Forward-looking statements relate to analyses and other information that are
based on forecasts of future results, estimates of amounts not yet
determinable and other uncertain events. Forward-looking statements, by their
nature, are based on assumptions, including those described below, and are
subject to important risks and uncertainties. Any forecasts or forward-looking
predictions or statements cannot be relied upon due to, amongst other things,
changing external events and general uncertainties of the business. Such
statements involve known and unknown risks, uncertainties and other factors
that may cause the actual results, performance or achievements to differ
materially from those expressed in the forward-looking statements. Results
indicated in forward-looking statements may differ materially from actual
results for a number of reasons, including without limitation, energy prices,
general industry, market credit and economic conditions, competition,
insurance issues and costs, supply issues, war, terrorist attacks, epidemic
diseases, acts of God, changes in demand due to the seasonal nature of the
business, the ability to reduce operating costs and employee counts, secure
financing, employee relations, labour negotiations or disputes, restructuring,
pension issues, currency exchange and interest rates, changes in laws, adverse
regulatory developments or proceedings, pending and future litigation and
actions by third parties, as well as the factors identified in the Risk
Factors section of the Fund's annual MD&A dated August 5, 2009. The
forward-looking statements contained in this discussion represent the
expectations of the Fund and Jazz as of June 30, 2009, and are subject to
change after such date. However, the Fund and Jazz disclaim any intention or
obligation to update or revise any forward-looking statements whether as a
result of new information, future events or otherwise, except as required
under applicable securities regulations.

    About Jazz Air Income Fund

    The Fund is an unincorporated, open-ended trust established under the
laws of the Province of Ontario, created to indirectly acquire and hold an
interest in the outstanding limited partnership units of Jazz.
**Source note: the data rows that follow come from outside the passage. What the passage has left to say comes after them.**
PR #1274, opened 2024-12-01
ref(pacstall)!: do not allow update if dpkg installed

oklopfer:
## Purpose

breaking out the .deb from the curl install

## Approach

dont allow update if pacstall is installed from the deb

## Progress

- [x] do it
- [x] test it

## Checklist

- [x] I confirm that I have read the [contributing guidelines](https://github.com/pacstall/pacstall/blob/develop/CONTRIBUTING.md), and this pull request is abiding by all the clauses stated in the guideline.

PR #1275, opened 2024-12-06
fix(suggested_solution): use double dash as separator instead of "ZZZZ"

Elsie19:
## Purpose

It looks a lot nicer and is more immediately recognized as a separator.

## Other

Should be merged after #1274 because it touches the same areas.

## Checklist


oklopfer:
This can be rebased now to include the new message

Elsie19:
@oklopfer rereview.

oklopfer (approved):
works lgtm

    Jazz is the second largest airline in Canada based on fleet size and the
number of routes operated. Jazz operates more flights and flies to more
Canadian destinations than any other Canadian carrier. Jazz forms an integral
part of Air Canada's domestic and transborder market presence and strategy.
    Jazz is not a typical airline. The airline has a commercial agreement
with Air Canada that is the core of its business. Under the CPA, Air Canada
currently purchases substantially all of Jazz's fleet capacity based on
predetermined rates. The CPA provides commercial flexibility, low trip costs
and connecting network traffic to Air Canada.